+++ Available data
PR #1940, opened 2016-03-09
Patch 4

libora:
Update one style and add new style

### DIFF
--- a/vodohospodarske-technicko-ekonomicke-informace-en.csl
+++ b/vodohospodarske-technicko-ekonomicke-informace-en.csl
@@ -1,7 +1,7 @@
 <?xml version="1.0" encoding="utf-8"?>
 <style xmlns="http://purl.org/net/xbiblio/csl" class="in-text" version="1.0" demote-non-dropping-particle="never" default-locale="en-GB">
   <info>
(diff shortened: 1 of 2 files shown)


adam3smith:
@rmzelle -- are you OK with the filename here? Then I'd add it to the ISSN exception list. (context [here](https://forums.zotero.org/discussion/56868/set-up-delimiterprecedeslast-for-different-locale/#Comment_248370), we need separate styles because of non-localizable differences.

rmzelle:
I'm fine with the filename, but the titles of the Czech and English version should be aligned. Could we use "Vodohospodářské technicko-ekonomické informace (Czech)" and "Vodohospodářské technicko-ekonomické informace (English)"?

(if there is only one style format per journal, we usually don't include descriptors like "numeric, brackets" in the title)

I already added the ISSN exception (and restarted the Travis build): https://github.com/citation-style-language/styles/commit/e39144c2561f8925ae02295ae50a8ca5b1ea4674

libora:
Could we use "Vodohospodářské technicko-ekonomické informace (English)"? - of course yes, I will change, take me a moment

rmzelle:
Thanks!

PR #1943, opened 2016-03-09
Update universitat-bremen-institut-fur-politikwissenschaft.csl

JulianKoepff:
- updating the guideline document's URL
- updating contributor's e-mail address
- including URL for encyclopedy entries and blog posts
- including volume numbers for books and chapters
- removing space after volume number for journal articles if issue number is not present
- including date for interviews
- including duration for broadcast, motion_picture song and interview via note (not very elegant solution)
- for journal articles: replacing access date and volume/issue/pages for DOI if present

### DIFF
--- a/universitat-bremen-institut-fur-politikwissenschaft.csl
+++ b/universitat-bremen-institut-fur-politikwissenschaft.csl
@@ -205,7 +205,7 @@
     </choose>
     <choose>
       <if type="chapter" match="any">
-	    <group delimiter=", " prefix=" " suffix=".">
+        <group delimiter=", " prefix=" " suffix=".">
           <text variable="container-title" text-case="title"/>
           <choose>
             <if variable="volume" match="all">
@@ -215,12 +215,12 @@
               <text variable="number-of-volumes" suffix=" Bände"/>
             </else-if>
           </choose>
-		</group>
+        </group>
       </if>
       <else-if type="webpage" match="any">
         <text variable="container-title" suffix="."/>
       </else-if>
-	  <else-if type="interview" match="any">
+      <else-if type="interview" match="any">
         <text value="Interview am" text-case="capitalize-first"/>
       </else-if>
       <else>
--- a/universitat-bremen-institut-fur-politikwissenschaft.csl
+++ b/universitat-bremen-institut-fur-politikwissenschaft.csl
@@ -69,7 +69,7 @@
     <choose>
       <if variable="URL">
         <choose>
-          <if type="article-journal" variable="URL DOI" match="all">
+          <if type="article-journal" variable="DOI" match="all">
             <choose>
               <if variable="volume" match="none">
                 <group>
@@ -79,6 +79,26 @@
               </if>
             </choose>
           </if>
+          <else-if>
+            <choose>
+              <if type="article-journal">
+                <choose>
+                  <if variable="DOI volume" match="none">
+                    <text value="Text abrufbar unter:" prefix=" " suffix=" "/>
+                    <text variable="URL"/>
+                    <group prefix=" (" suffix=")">
+                      <text value="Zugriff am" suffix=" "/>
+                      <date variable="accessed">
+                        <date-part name="day" form="numeric" suffix="."/>
+                        <date-part name="month" form="numeric" suffix="."/>
+                        <date-part name="year" form="long"/>
+                      </date>
+                    </group>
+                  </if>
+                </choose>
+              </if>
+            </choose>
+          </else-if>
           <else-if type="article-journal" variable="DOI" match="none">
             <text value="Text abrufbar unter:" prefix=" " suffix=" "/>
             <text variable="URL"/>
--- a/universitat-bremen-institut-fur-politikwissenschaft.csl
+++ b/universitat-bremen-institut-fur-politikwissenschaft.csl
@@ -79,23 +79,19 @@
               </if>
             </choose>
           </if>
-          <else-if>
+          <else-if type="article-journal">
             <choose>
-              <if type="article-journal">
-                <choose>
-                  <if variable="DOI volume" match="none">
-                    <text value="Text abrufbar unter:" prefix=" " suffix=" "/>
-                    <text variable="URL"/>
-                    <group prefix=" (" suffix=")">
-                      <text value="Zugriff am" suffix=" "/>
-                      <date variable="accessed">
-                        <date-part name="day" form="numeric" suffix="."/>
-                        <date-part name="month" form="numeric" suffix="."/>
-                        <date-part name="year" form="long"/>
-                      </date>
-                    </group>
-                  </if>
-                </choose>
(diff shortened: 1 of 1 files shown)


rmzelle:
Could you run your style through http://formatter.citationstyles.org/ as well? Your indentation is a bit off.

JulianKoepff:
Reformatted the style

rmzelle:
@zuphilip, would you mind giving this a quick look-over? You last edited this style.

zuphilip:
I am afraid that I will not have time to look at this closely in the next two weeks. BTW I don't have more insights on the style and last time just corrected some space errors which was reported through the forum.

universitat-bremen-institut-fur-politikwissenschaft.csl
```diff
@@ -116,10 +132,15 @@
   </macro>
   <macro name="locator">
     <choose>
-      <if type="article-journal">
-        <text variable="volume" suffix=" "/>
-        <text variable="issue" prefix="(" suffix=")"/>
+      <if type="article-journal" variable="DOI">
```
adam3smith: please make `match="all"` explicit here.

universitat-bremen-institut-fur-politikwissenschaft.csl
```diff
@@ -116,10 +132,15 @@
...
+        <text variable="DOI" prefix="DOI: "/>
       </if>
+      <else-if type="article" match="any">
```
adam3smith: are you sure this is right? Don't you want `type="article-journal"` here? For what (Mendeley I assume?) item type do you want this?

universitat-bremen-institut-fur-politikwissenschaft.csl
```diff
@@ -233,7 +267,11 @@
           <text macro="published-date"/>
           <choose>
             <if match="any" variable="page">
-              <text macro="pages"/>
+              <choose>
+                <if match="none" variable="DOI">
```
adam3smith: no, this isn't right. The instructions say to only do this for e-only publication (Reine E-Journals). You're getting rid of page ranges for all journal articles with DOIs, which is pretty much any journal article published in the last 5 years (probably longer).

universitat-bremen-institut-fur-politikwissenschaft.csl
adam3smith: and as below, this is a misunderstanding of the instructions. The Schimmelfennig article is an example for an E-Journal, not for any journal article with a DOI. You should reverse this: Only where articles don't have a volume number (as is the case for most E-Journals) print the DOI.

universitat-bremen-institut-fur-politikwissenschaft.csl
++++++
● **Aim of the exercise**
Check every line of the listing above for the string "look", and give the number of lines that have it, nothing more.

● **Answer box**
2